First, on trying to flag this as an error from inferencing: The ontology you linked is not an OWL ontology, and the nearby OWL transcoding does not include any owl:disjointWith
statements. Without owl:disjointWith
, even if the properties were defined in a way supporting OWL inferencing, you would not find any errors from OWL inferencing by using schema:nutrition
on something unexpected, like a schema:Concert
. The thing using schema:nutrition
would just become a schema:Concert
and either a schema:MenuItem
or schema:Recipe
.
Neither OWL nor RDFS inferencing using the schema.org ontology (i.e. the RDF Schema or OWL Ontology) would cause new @type
values to be inferred. schema.org's properties in the RDF Schema eschew rdfs:domain
, instead using schema:domainIncludes
which (IIRC) has no entailment (/inference) semantics to generate new RDF triples.
And, while the OWL transcoding has rdfs:domain
statements, they all (IIRC - a little hard to grep at a skim) tie to owl:unionOf
anonymous classes, which need an OWL reasoner to whittle down to a named class from other axioms describing the object. But again, this still won't raise an error for you, because the OWL transcoding does not include any owl:disjointWith
statements that would let you arrive at a logical inconsistency.
In a purposefully-unimaginative and closed-world style, I could declare that the set of concerts and set of cooking recipes are disjoint. But, that's not encoded in schema.org, so I'd need to write a SHACL rule for my own data. And, respecting imagination and open-world modeling, someone could probably link a video to a counterexample, with a rock band playing while someone's baking a cake. Depending on any other ontology foundations your graph is built on, that concert could rightly get a nutrition value.
If you wanted to be really careful with your usage of schema:nutrition
and make sure it only appears on MenuItem
or Recipe
, you would need this shape:
<urn:example:schema-nutrition-subjects-shape>
a sh:NodeShape ;
sh:or (
[
a sh:NodeShape ;
sh:class schema:MenuItem ;
]
[
a sh:NodeShape ;
sh:class schema:Recipe ;
]
) ;
sh:targetSubjectsOf schema:nutrition ;
.
from pyshacl.
Thank you for the prompt reply!
Thanks, it was fun to write and think through.

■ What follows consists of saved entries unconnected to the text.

PR #389, opened 2026-05-12
feat: Sentry connector: webhook ingestion + RCA tools

Zarlanx:
## Summary

Adds a Sentry connector for issue/error webhook ingestion and automated RCA. Internal Integration auth-token flow, HMAC-signed webhook receiver, agent tools for issue/event/breadcrumb retrieval, and skill registration.

- **Backend**: `routes/sentry/` (Flask blueprint + Celery task), `connectors/sentry_connector/` (read-only API client), `chat/backend/agent/tools/sentry_tool.py` (issue search, event/stacktrace fetch, Discover query), skill manifest at `agent/skills/integrations/sentry/SKILL.md`, registration in `connector_status` PROVIDER_CHECKERS, RCA prompt builder hook.
- **Frontend**: `/sentry/auth` two-step wizard (token entry → webhook verification), proxy routes under `/api/sentry/*`, connector registry entry, official Sentry mark from simple-icons.
- **Security**: HMAC-SHA256 signature verification on every webhook against the stored client_secret (rejects unsigned/invalid). Vault-backed credential storage via `store_tokens_in_db` / `get_token_data`. Read-only scopes only (`event:read`, `org:read`, `project:read`).

The final commit on this branch (\`fix(sentry): connector end-to-end after live webhook test\`) lands six issues found while running a real \`issue.created\` webhook through ngrok end-to-end — see commit message for details.

## Test plan

- [x] Connect via UI: paste auth token + webhook secret → org validated against Sentry API → credentials stored in Vault → status flips to Connected
- [x] Webhook URL surfaced in Step 1 (before connecting) so the user can configure the Sentry Internal Integration up front
- [x] Real Sentry \`issue.created\` webhook → ngrok → Aurora → 202 accepted
- [x] HMAC signature verified; tampering rejected with 401
- [x] Celery task \`sentry.process_event\` registered and dispatched
- [x] Incident row persisted; \`alert_metadata\` populated; \`source_alert_id\` = sentry_events PK
- [x] Background RCA session triggered with Sentry context
- [x] Incident summary generated
- [ ] CodeRabbit review pass
- [ ] Test against EU region (\`de.sentry.io\`)
- [ ] Verify webhook delivery on \`error\` events from a Business/Enterprise plan

## Summary by CodeRabbit

* **New Features**
  * Added Sentry connector: connect/disconnect UI, webhook URL display/copy, and connection status.
  * Platform can list Sentry projects, issues, and events; ingest Sentry webhooks to create or correlate incidents.
  * Sentry data accessible to the AI assistant for incident investigation and automated RCA workflows.

* **Documentation**
  * Added comprehensive Sentry connector setup and troubleshooting guides.

[Review Change Stack](https://app.coderabbit.ai/change-stack/Arvo-AI/aurora/pull/389)


client/src/app/sentry/auth/page.tsx
```diff
@@ -0,0 +1,293 @@
...
+    if (result?.connected) {
+      setRegion(result.region || "us");
+      if (result.orgSlug) setOrgSlug(result.orgSlug);
+      await loadWebhookUrl();
+    } else if (typeof window !== 'undefined') {
+      localStorage.removeItem(CACHE_KEYS.STATUS);
+    }
+  };
+
+  const loadStatus = async (skipCache = false) => {
```
damianloch, line 74: The loadStatus function reads isInitialLoad state, but it's only called from the useEffect on mount. The isInitialLoad closure captures the initial value (true), so the branch at line ~92 (if (isInitialLoad)) always evaluates true on the first and only call. Then it sets isInitialLoad to false — but that state update is never observed because loadStatus is never called again. The whole isInitialLoad mechanism is effectively dead code that adds complexity without providing a real "stale-while-revalidate" benefit across multiple calls.

client/src/components/sentry/SentryConnectionStep.tsx
```diff
@@ -0,0 +1,194 @@
...
+  copied: boolean;
+  onCopyWebhook: () => void;
+}
+
+const REGION_HINTS = [
+  { value: "us", label: "US (sentry.io)" },
+  { value: "eu", label: "EU (de.sentry.io)" },
+];
+
+const SENTRY_PURPLE = "#362d59";
```
damianloch: This constant is also defined in page.tsx and SentryWebhookStep.tsx. If the brand color ever changes you'd need to update three files. Make a const to import

server/chat/backend/agent/skills/integrations/sentry/SKILL.md
```diff
@@ -0,0 +1,92 @@
+---
+name: sentry
+id: sentry
+description: "Sentry error tracking integration for searching issues, fetching stacktraces, listing projects, and running Discover event searches during RCA investigations"
+category: observability
+connection_check:
```
damianloch, line 6: The frontmatter declares a connection check method, but the skill was never registered in server/chat/backend/agent/skills/registry.py (not in this diff). Without the registry entry, the agent won't load this skill during RCA regardless of what's in the SKILL.md. Per the connector checklist this is required.

server/routes/connector_status.py
```diff
@@ -701,9 +729,10 @@ def _check_netdata(creds: Dict[str, Any]) -> Dict[str, Any]:
     "dynatrace": _check_dynatrace,
     "bigpanda": _check_bigpanda,
     "tailscale": _check_tailscale,
+    "sentry":        _check_sentry,
     # Credential-existence checks (no live API endpoint to validate against)
-    "netdata": _check_netdata,
-    "newrelic": _check_newrelic,
+    "netdata":       _check_netdata,
+    "newrelic":      _check_newrelic,
```
isiddharthsingh: remove the whitespaces

client/src/app/api/sentry/connect/route.ts
damianloch, line 1: File: All 6 route files

Every other mature connector in the codebase (incident-io, etc.) uses forwardRequest or forwardAuthenticatedGet which automatically attaches the internal API secret header (X-Internal-Secret) to backend calls. These sentry routes instead manually call getAuthenticatedUser() + raw fetch(), which means:

The X-Internal-Secret header is never sent — if the backend enforces it on these endpoints, requests will be rejected.

Error handling is inconsistent with the centralized proxy (which normalizes timeouts, retries, and error shapes).

More code to maintain per route.

server/routes/sentry/tasks.py
```diff
@@ -0,0 +1,420 @@
...
+                            logger.info(
+                                "[SENTRY][WEBHOOK] Triggered background RCA for session %s (task_id=%s)",
+                                session_id, task.id,
+                            )
+                    except Exception as e:
+                        logger.error("[SENTRY][WEBHOOK] Failed to trigger RCA: %s", e)
+
+    except Exception as exc:
+        logger.exception("[SENTRY][WEBHOOK] Failed to process webhook payload")
+        raise self.retry(exc=exc)
```
isiddharthsingh: The current except Exception as exc block indiscriminately retries all errors; change it to only retry for transient errors by replacing the broad except with logic that detects transient exceptions (e.g., DB OperationalError, connection/timeout errors, requests exceptions) and only calls self.retry(exc=exc) for those types; for non-transient errors (validation errors, integrity errors, etc.) log with logger.exception("[SENTRY][WEBHOOK] Failed to process webhook payload") and re-raise immediately without retrying. Locate the generic except block around the webhook processing (the except Exception as exc handler that calls self.retry) and implement an isinstance-based or helper function is_transient_error(exc) to decide when to call self.retry versus re-raising. Ensure self.retry remains used for transient cases and non-transient cases propagate the original exception.

client/src/app/api/sentry/connect/route.ts
```diff
@@ -0,0 +1,31 @@
...
+    const authResult = await getAuthenticatedUser();
+    if (authResult instanceof NextResponse) return authResult;
+    const { headers: authHeaders } = authResult;
+    const payload = await request.json();
+
+    const response = await fetch(`${API_BASE_URL}/sentry/connect`, {
+      method: 'POST',
+      headers: { ...authHeaders, 'Content-Type': 'application/json' },
+      body: JSON.stringify(payload),
+      credentials: 'include',
```
damianloch: credentials: 'include' sends browser cookies, but this is a Next.js server-side API route making a server-to-server call to Flask. There are no browser cookies in this context. This is dead code repeated across all 6 files. forwardRequest handles auth correctly without this.

client/src/app/api/sentry/connect/route.ts
```diff
@@ -0,0 +1,31 @@
...
+    });
+
+    if (!response.ok) {
+      const text = await response.text();
+      return NextResponse.json({ error: text || 'Failed to connect Sentry' }, { status: response.status });
+    }
```
damianloch: If the backend returns a JSON error body (which it does — {"error": "..."}), this wraps it as a string inside another JSON object: {"error": "{\"error\": \"...\"}"}. The frontend then has to double-parse. forwardRequest handles this correctly by streaming the backend response as-is.

In all 6 route.ts files

client/src/components/sentry/SentryConnectionStep.tsx
isiddharthsingh: Consider renaming constants to follow camelCase convention.

client/src/app/sentry/auth/page.tsx
```diff
@@ -0,0 +1,293 @@
...
+    updateLocalStorageConnection(result?.connected ?? false);
+
+    if (result?.connected) {
+      setRegion(result.region || "us");
+      if (result.orgSlug) setOrgSlug(result.orgSlug);
+      await loadWebhookUrl();
+    } else if (typeof window !== 'undefined') {
+      localStorage.removeItem(CACHE_KEYS.STATUS);
+    }
+  };
```
isiddharthsingh, line 72: Replace the manual fetchAndUpdateStatus flow with a query-client driven query that uses revalidateOnEvents:['sentryStateChanged'] from the query utility (import from "@/lib/query.ts") instead of calling sentryService.getStatus manually and managing useState/useEffect/localStorage synchronization; specifically remove the manual fetchAndUpdateStatus logic that sets status, updates CACHE_KEYS.STATUS in localStorage, calls updateLocalStorageConnection, sets region via setRegion, sets orgSlug via setOrgSlug, and calls loadWebhookUrl, and instead: create a query keyed for Sentry status that invokes sentryService.getStatus, configure revalidateOnEvents:['sentryStateChanged'], and move any localStorage/cache writes or side-effects into the query's onSuccess or listeners so the component consumes the query result directly and no longer manipulates CACHE_KEYS.STATUS or calls updateLocalStorageConnection manually.

client/src/app/sentry/auth/page.tsx
```diff
@@ -0,0 +1,293 @@
...
+      console.error('[sentry] Failed to load status', error);
+      toast({ title: 'Error', description: 'Unable to load Sentry status', variant: 'destructive' });
+    }
+  };
+
+  useEffect(() => {
+    loadStatus();
+    loadWebhookUrl();
+    // eslint-disable-next-line react-hooks/exhaustive-deps
+  }, []);
```
isiddharthsingh, line 106: Consider stabilizing effect dependencies or documenting the intent.

The useEffect calls loadStatus() and loadWebhookUrl() but disables the exhaustive-deps lint rule. While this works for a mount-only effect, consider either:

1. Wrapping these functions with useCallback to stabilize them and include them in the dependency array
2. Adding a comment explaining why the effect should only run once on mount
This would make the intent clearer and prevent potential issues if the functions are later modified to depend on props or state.

server/routes/sentry/sentry_routes.py
```diff
@@ -0,0 +1,479 @@
...
+
+    metadata = {
+        "resource": resource,
+        "request_id": request_id,
+        "timestamp": request.headers.get("Sentry-Hook-Timestamp", ""),
+        "remote_addr": request.remote_addr,
+    }
+
+    from routes.sentry.tasks import process_sentry_event, extract_sentry_title
+    title = extract_sentry_title(payload, resource)
```
isiddharthsingh: Consider moving import to module level.

server/routes/sentry/sentry_routes.py
```diff
@@ -0,0 +1,479 @@
...
+    """List Sentry webhook events stored in the database."""
+    org_id = get_org_id_from_request()
+    limit = request.args.get("limit", default=50, type=int)
+    offset = request.args.get("offset", default=0, type=int)
+    resource_filter = request.args.get("resource")
+
+    try:
+        with db_pool.get_admin_connection() as conn:
+            cursor = conn.cursor()
+            set_rls_context(cursor, conn, user_id, log_prefix="[Sentry]")
```
isiddharthsingh: The cursor in the db_pool.get_admin_connection() block is created without a context manager; change the code to use a context manager for the cursor (i.e., use "with conn.cursor() as cursor:") so the cursor is closed automatically, then call set_rls_context(cursor, conn, user_id, log_prefix="[Sentry]") inside that with-block; locate the block with db_pool.get_admin_connection() and the set_rls_context call in sentry_routes.py and adjust indentation accordingly.

damianloch (changes requested):

client/src/app/api/sentry/webhook-url/route.ts
```diff
@@ -0,0 +1,30 @@
...
+    const authResult = await getAuthenticatedUser();
+    if (authResult instanceof NextResponse) return authResult;
+    const { headers: authHeaders } = authResult;
+
+    const response = await fetch(`${API_BASE_URL}/sentry/webhook-url`, {
+      method: 'GET',
+      headers: authHeaders,
+      credentials: 'include',
+      cache: 'no-store',
+    });
```
isiddharthsingh: Use forwardRequest from @/lib/backend-proxy, instead of direct fetch to Flask backend.

client/src/app/api/sentry/projects/route.ts
```diff
@@ -0,0 +1,30 @@
...
+    const authResult = await getAuthenticatedUser();
+    if (authResult instanceof NextResponse) return authResult;
+    const { headers: authHeaders } = authResult;
+
+    const response = await fetch(`${API_BASE_URL}/sentry/projects`, {
+      method: 'GET',
+      headers: authHeaders,
+      credentials: 'include',
+      cache: 'no-store',
+    });
```
isiddharthsingh: Use forwardRequest from @/lib/backend-proxy, instead of direct fetch to Flask backend.

client/src/app/api/sentry/issues/route.ts
```diff
@@ -0,0 +1,31 @@
...
+    if (authResult instanceof NextResponse) return authResult;
+    const { headers: authHeaders } = authResult;
+    const search = request.nextUrl.search || '';
+
+    const response = await fetch(`${API_BASE_URL}/sentry/issues${search}`, {
+      method: 'GET',
+      headers: authHeaders,
+      credentials: 'include',
+      cache: 'no-store',
+    });
```
isiddharthsingh: Use forwardRequest from @/lib/backend-proxy, instead of direct fetch to Flask backend.

client/src/app/api/sentry/events/ingested/route.ts
```diff
@@ -0,0 +1,31 @@
...
+    if (authResult instanceof NextResponse) return authResult;
+    const { headers: authHeaders } = authResult;
+    const search = request.nextUrl.search || '';
+
+    const response = await fetch(`${API_BASE_URL}/sentry/events/ingested${search}`, {
+      method: 'GET',
+      headers: authHeaders,
+      credentials: 'include',
+      cache: 'no-store',
+    });
```
isiddharthsingh: Use forwardRequest from @/lib/backend-proxy, instead of direct fetch to Flask backend.

client/src/lib/services/sentry.ts
```diff
@@ -0,0 +1,84 @@
...
+  },
+
+  async connect(payload: SentryConnectPayload): Promise<SentryStatus> {
+    const data = await apiRequest<UnknownRecord>(`${API_BASE}/connect`, {
+      method: 'POST',
+      body: JSON.stringify(payload),
+      cache: 'no-store',
+    });
+    return {
+      connected: Boolean(data?.success ?? true),
```
isiddharthsingh: Unsafe default: connected defaults to true when success field is missing.

If the backend response doesn't include a success field, the code defaults connected to true, which could mask connection failures or malformed responses. Consider defaulting to false or explicitly validating that a successful response contains the expected fields.

client/src/lib/services/sentry.ts
```diff
@@ -0,0 +1,84 @@
+'use client';
+
+import { apiRequest } from '@/lib/services/api-client';
```
isiddharthsingh, line 3: Use forwardRequest from @/lib/backend-proxy instead of apiRequest.

All client-to-backend HTTP requests must go through the Next.js API route proxy using forwardRequest from @/lib/backend-proxy. The current implementation uses apiRequest from @/lib/services/api-client, which violates the coding guidelines. As per coding guidelines: "All client-to-backend HTTP requests must go through Next.js API route proxy using forwardRequest from @/lib/backend-proxy; never call Flask backend directly from browser."

Then update all method calls accordingly (lines 43, 63, 80).

server/connectors/sentry_connector/README.md
```diff
@@ -0,0 +1,72 @@
...
+   - **Webhook URL**: paste the Aurora webhook URL shown after connecting (e.g. `https://your-aurora-domain/sentry/webhook/{user_id}`)
+   - **Permissions** (minimum, all read-only):
+     - Issue & Event: `Read`
+     - Project: `Read`
+     - Organization: `Read`
+     - Member: `Read` (optional, for richer context)
+   - **Webhooks** subscriptions:
+     - `issue` (created / resolved / assigned)
+     - `error` (created) — *Business/Enterprise plans only*
+     - `event_alert` (triggered)
```
isiddharthsingh: i dont see this on sentry

damianloch (dismissed):

damianloch (approved):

If I understand it right, in a few words, schema.org defines what a class is but does not define what a class is not. [...]
Yes.
[...] Is there a quick way to assume the
owl:disjointWith
relation with all other classes unless specified by the author?
This will likely be very difficult when you start considering subclasses.
When I mentioned "Other ontology foundations," I was alluding to how some other ontologies rely on some foundational ontology that divides "Everything" into subsets, and sometimes those subsets are disjoint, sometimes they aren't. For instance, one division drawn from the philosophical literature is endurants vs. perdurants, which behave differently with how they relate to time. (Take thing X. Freeze time. Is X wholly contained in that time slice---an endurant---or must you look outside that time slice to have the full definition of X---a perdurant? My body is an endurant. My life is a perdurant.)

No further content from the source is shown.